The Izembek National Wildlife Refuge has long been overshadowed by its northern cousin, the Arctic National Wildlife Refuge, and the fight over building the gravel road has lacked the political tension of the fight over drilling for oil. But environmental groups have also long felt that building a road, on an isthmus between two wildlife-rich lagoons in the refuge, would threaten the welfare of a dwindling caribou herd and hundreds of thousands of migratory birds, including Pacific black brant and the threatened Steller’s eider.

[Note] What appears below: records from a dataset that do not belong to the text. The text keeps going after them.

PR #10185, opened 2026-07-11
fix(eip4788): overlay system writes in runtime storage

pirapira:
## Summary
- overlay current-block EIP-4788 timestamp/root writes into direct-recipient runtime preloads
- apply the same overlay to nested-callee storage seeds
- route nonzero-value beacon-root calls through the generic child-frame path so balance, gas, rollback, and EIP-7708 log semantics stay aligned with execution-specs

## Verification
- lake build
- scripts/check-file-size.sh
- scripts/check-layering.sh
- EIP-4788 randomized Spike: 130/130 full exact matches (seed 20260771)
- broad randomized Spike: 500/500 full exact matches (seed 20260772)


pirapira:

Purely additive (+87 / −0, two files), no `sorry`/`native_decide`/`bv_decide`/`maxHeartbeats`, no new hardcoded guest PC.

**Execution-spec alignment (checked against bd8c673):** the fix rests on the EIP-4788 system transaction running *before* the user-transaction loop — confirmed in `amsterdam/fork.py`: `apply_body` calls `process_unchecked_system_transaction(... BEACON_ROOTS_ADDRESS ...)` (`:765`/`:895`) ahead of the tx loop. So the current-block beacon timestamp/root writes are part of the pre-user-tx state even though they're absent from the parent-state witness. Overlaying those two staged writes into (a) the top-level recipient preload and (b) the nested-callee storage seeds is the faithful way to reflect `process_unchecked_system_transaction`'s storage effect without seeding it into the witness — and the comment correctly notes it changes storage contents only, not EIP-2929 warmth (system-call warmth is discarded before the user tx).

**Value routing:** routing nonzero-value beacon-root CALLs through the generic child-frame path (balance validation, CALL_VALUE gas, value transfer, child rollback, EIP-7708 logging) is correct — the fast beacon-roots shortcut implicitly assumed value-0 (the protocol system call is value-0), so a user CALL with value must not take it. The `bnez value → fallthrough` guard is the right gate, and with the overlay in the callee seed, normal bytecode descent is exact.

**Validation:** EIP-4788 randomized Spike 130/130 + broad 500/500 full exact matches. Given the SpecRef full-suite conformance run (25,477 fixtures, succ FAIL 0) is now the differential backstop, this is well-covered.

Ready for `merge!` in my judgment.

The 43,000 acres of state land, plus 18,000 more that a local village corporation run by Alaska Natives has offered as part of the swap, cannot compensate, they say. “We’re talking about quality versus quantity,” Ms. Whittington-Evans said of the Wilderness Society.
Critics also note that the designated landing area for the hovercraft in King Cove was placed more than 15 miles away from town, and that the road there follows a course that could easily be extended to Cold Bay.
One local official confirmed that the hovercraft access road had been intentionally built with the goal of one day extending it through the refuge.
“Yes, this community isn’t backing down from building this road,” said the official, Robert S. Juettner, the administrator for the Aleutians East Borough. “And one day it will succeed.”